■ Problem statement ■
Out of the listing below, copy every line that carries the string "agree".

■ Data listing ■
· · · ·

PR #325, opened 2024-06-20
Fixing Deployment Secrets - Plaintext in Inputs

IaroslavTitov:
### Summary

- Added logic to save ciphertext into the output properties for secret values, allowing comparison on refresh of just ciphertext, fixing https://github.com/pulumi/pulumi-pulumiservice/issues/123
- Import now works as well, including code generation (with dummy values for secrets)
- Migrated to new PUT API and updated client to actually return DeploymentSettings

### Testing
- Tested pulumi up, refresh, import and up from previous version of the provider (for unchanged DS inputs, migrating to this new way of saving will require refresh and then up)

Example TS program (Sadly can't use Dotnet, due to bug with maps):
```
const settings = new service.DeploymentSettings("deployment_settings", {
  organization: "IaroslavTitov",
  project: "PulumiDotnet",
  stack: "SdkTest5",
  operationContext: {
    environmentVariables: {
      TEST_VAR: "fooa",
      SECRET_VAR: config.requireSecret("my_secret"),
    }
  },
  sourceContext: {
    git: {
        repoUrl: "https://github.com/pulumi/deploy-demos.git",
        branch: "refs/heads/main",
        repoDir: "pulumi-programs/simple-resource",
        gitAuth: {
            sshAuth: {
                sshPrivateKey: "privatekey",
                password: secret,
            }
        }
    }
}
});
```

Secret resource values end up with just cipher, while plaintext is stored in inputs:
```
      "sshAuth": {
        "password": "AAABAD6/2Nroj62qORoHOLofFOkRhdUNwCAYeC86nABU/G4AO5I7Fw==",
        "sshPrivateKey": "AAABABqRIQ1bZbvU/hrlpX1Rh9sj9OCyArjG0SUILPQmb0KSCFIrz6bK"
      }
```

Passwords and sshKey are forced into twin secrets, Environment Variables are optionally twin secrets, everything else uses normal Pulumi workflows, because they are not secret in Pulumi Service.

Import of the above code generates successfully with dummy values for secrets:
```
const ds1 = new pulumiservice.DeploymentSettings("ds1", {
    operationContext: {
        environmentVariables: {
            SECRET_VAR: pulumi.secret("<REPLACE WITH ACTUAL SECRET VALUE>"),
            TEST_VAR: "fooa",
        },
    },
    organization: "IaroslavTitov",
    project: "PulumiDotnet",
    sourceContext: {
        git: {
            branch: "refs/heads/main",
            gitAuth: {
                sshAuth: {
                    password: pulumi.secret("<REPLACE WITH ACTUAL SECRET VALUE>"),
                    sshPrivateKey: pulumi.secret("<REPLACE WITH ACTUAL SECRET VALUE>"),
                },
            },
            repoDir: "pulumi-programs/simple-resource",
            repoUrl: "https://github.com/pulumi/deploy-demos.git",
        },
    },
    stack: "SdkTest5",
}, {
    protect: true,
});
```


provider/pkg/provider/deployment_settings.go
```diff
@@ -14,14 +14,16 @@ import (
...
+
 type PulumiServiceDeploymentSettingsInput struct {
 	pulumiapi.DeploymentSettings
 	Stack pulumiapi.StackName
 }
 
-const FixMe = "<value is secret and must be replaced>"
-
-func (ds *PulumiServiceDeploymentSettingsInput) ToPropertyMap() resource.PropertyMap {
+func (ds *PulumiServiceDeploymentSettingsInput) ToPropertyMap(plaintextSettings *pulumiapi.DeploymentSettings, oldCipherSettings *pulumiapi.DeploymentSettings, isInput bool) resource.PropertyMap {
```
komalali, line 26: Can we rename these variables just so the logical choices we're making later on are clearer? From what I understand, `plaintextSettings` is actually `oldInputs`? And `oldCipherSettings` is `oldOuputs`?

```suggestion
func (ds *PulumiServiceDeploymentSettingsInput) ToPropertyMap(plaintextSettings *pulumiapi.DeploymentSettings, oldCipherSettings *pulumiapi.DeploymentSettings, isInput bool) resource.PropertyMap {
```

provider/pkg/provider/deployment_settings.go
```diff
@@ -52,10 +54,47 @@ func (ds *PulumiServiceDeploymentSettingsInput) ToPropertyMap() resource.Propert
...
+							importSecretValue(sshAuthPropertyMap, "sshPrivateKey", ds.SourceContext.Git.GitAuth.SSHAuth.SSHPrivateKey, isInput)
+						} else {
+							if oldCipherSettings == nil {
+								createSecretValue(sshAuthPropertyMap, "sshPrivateKey", ds.SourceContext.Git.GitAuth.SSHAuth.SSHPrivateKey,
+									plaintextSettings.SourceContext.Git.GitAuth.SSHAuth.SSHPrivateKey, isInput)
+							} else {
+								if oldCipherSettings.SourceContext != nil &&
+									oldCipherSettings.SourceContext.Git != nil &&
+									oldCipherSettings.SourceContext.Git.GitAuth != nil &&
+									oldCipherSettings.SourceContext.Git.GitAuth.SSHAuth != nil {
```
komalali, line 67: Really wish we didn't have to do this :(

provider/pkg/provider/deployment_settings.go
```diff
@@ -482,6 +579,8 @@ func getSecretOrStringValue(prop resource.PropertyValue) string {
 	switch prop.V.(type) {
 	case *resource.Secret:
 		return prop.SecretValue().Element.StringValue()
+	case nil:
```
komalali, line 582: I don't think the type would ever be `nil`?

provider/pkg/provider/deployment_settings.go
```diff
@@ -577,33 +676,62 @@ func (ds *PulumiServiceDeploymentSettingsResource) Read(req *pulumirpc.ReadReque
 		DeploymentSettings: *settings,
 	}
 
+	var plaintextSettings *pulumiapi.DeploymentSettings = nil
+	var ciphertextSettings *pulumiapi.DeploymentSettings = nil
```
komalali, line 680: convention is to just leave these uninitiated

```suggestion
	var plaintextSettings *pulumiapi.DeploymentSettings
	var ciphertextSettings *pulumiapi.DeploymentSettings
```

provider/pkg/provider/deployment_settings.go
IaroslavTitov: Hmm, I think we should call objects of type DeploymentSettings `somethingSettings`. I don't think the method needs to know where these come from, just that one has plaintext in them and other has previous ciphertext. Maybe I can rename `old` in `oldCipherSettings` into `previous` or `last`, would that help? Or even `currentCiphertext`, to align closer with the [design](https://docs.google.com/document/d/1msoP-xNPGKOxGzTfvtYSANY_6T0NtiJHNpj6l5A2Y9g/edit#heading=h.qocf1eqtb2j9)

provider/pkg/provider/deployment_settings.go
IaroslavTitov: Fully agree, I hated every second of typing this out, but no way around in go that I know of...
I really miss `?.`

provider/pkg/provider/deployment_settings.go
IaroslavTitov: So this was actually a weird bug that I still don't quite understand, but sometimes it happens to be nil, it took me a couple hours to track down a panic to this, because I couldn't believe it. I added this dummy return hoping to figure out how it happens but nothing broke with the "" return at all, so I figured I'll leave it be. I can file an issue to track it down if you think it's worth it

provider/pkg/provider/deployment_settings.go
IaroslavTitov: Ack, will update, I just personally like express defaults

provider/pkg/provider/deployment_settings.go
IaroslavTitov: I can also add booleans up top to avoid repeating check of `plaintextSettings == nil`, I think that would make it more clear

komalali: Yeah this function was already pretty unwieldy to start with and I find it impossible to reason through some of the decisions we're making now. To me, it doesn't matter what has plaintext or what has ciphertext. The decisions are based on whether or not previous inputs or outputs are present or not. 

Honestly not sure what would make it better, I can understand it's subjective what makes more sense to me vs what makes more sense to you. At the very least can you add comments to explain what the code is doing?

provider/pkg/provider/deployment_settings.go
```diff
@@ -52,10 +57,47 @@ func (ds *PulumiServiceDeploymentSettingsInput) ToPropertyMap() resource.Propert
...
+									currentStateCipherSettings.SourceContext.Git.GitAuth.SSHAuth != nil &&
+									currentStateCipherSettings.SourceContext.Git.GitAuth.SSHAuth.Password != nil {
+									mergeSecretValue(sshAuthPropertyMap, "password", *ds.SourceContext.Git.GitAuth.SSHAuth.Password,
+										*plaintextInputSettings.SourceContext.Git.GitAuth.SSHAuth.Password,
+										*currentStateCipherSettings.SourceContext.Git.GitAuth.SSHAuth.Password, isInput)
+								} else {
+									importSecretValue(sshAuthPropertyMap, "password", *ds.SourceContext.Git.GitAuth.SSHAuth.Password, isInput)
+								}
+							}
+						}
```
komalali, line 100: Can you explain why multiple paths result in `importSecretValue`? Why are we importing if we're not in import mode?

provider/pkg/provider/deployment_settings.go
IaroslavTitov: Yeah, agree this function is a mess, I can maybe refactor it later and split it up.
`To me, it doesn't matter what has plaintext or what has ciphertext.` heh, well you kinda need to know that to extract the right data

Sounds good, I will add comments on how the parameters are used and what they mean

provider/pkg/provider/deployment_settings.go
IaroslavTitov: For sure, and I will also add it as a comment
So if both current state and newly read state have some value, we normally are in merge mode (checking ciphertexts and deciding whether we need to clean plaintext value)
BUT
If new state retrieved has a new value, but old ciphertext does NOT have that value, that means we need to just import it

I was trying to rephrase that logic eloquently to avoid two branches importing, but it was even more ugly than now... I'll take one more stab at it

komalali: > If new state retrieved has a new value, but old ciphertext does NOT have that value, that means we need to just import it

When does this happen?

provider/pkg/provider/deployment_settings.go
```diff
@@ -52,10 +66,43 @@ func (ds *PulumiServiceDeploymentSettingsInput) ToPropertyMap() resource.Propert
...
 					if ds.SourceContext.Git.GitAuth.SSHAuth.SSHPrivateKey.Value != "" {
-						sshAuthPropertyMap["sshPrivateKey"] = resource.NewPropertyValue(FixMe)
+						if mergeMode {
+							var plaintextValue *pulumiapi.SecretValue
+							var currentCipherValue *pulumiapi.SecretValue
+							if currentStateCipherSettings.SourceContext != nil &&
+								currentStateCipherSettings.SourceContext.Git != nil &&
+								currentStateCipherSettings.SourceContext.Git.GitAuth != nil &&
+								currentStateCipherSettings.SourceContext.Git.GitAuth.SSHAuth != nil {
+								plaintextValue = &plaintextInputSettings.SourceContext.Git.GitAuth.SSHAuth.SSHPrivateKey
```
komalali, line 76: Is this guaranteed to exist? What happens if `plaintextInputSettings.SourceContext.Git.GitAuth.SSHAuth` is `nil`?

IaroslavTitov: Yes, if a value in plaintextInputSettings exists, it also exists in plaintextInputSettings, because they are inputs and outputs of the current state

komalali: I'm guessing you meant "if a value in currentStateCipherSettings exists, it also exists in plaintextInputSettings"?

komalali (approved):

provider/pkg/provider/deployment_settings.go
IaroslavTitov: Ah, yes, sorry!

· · · ·

■ Written reply ■
IaroslavTitov: Fully agree, I hated every second of typing this out, but no way around in go that I know of...
IaroslavTitov: Yeah, agree this function is a mess, I can maybe refactor it later and split it up.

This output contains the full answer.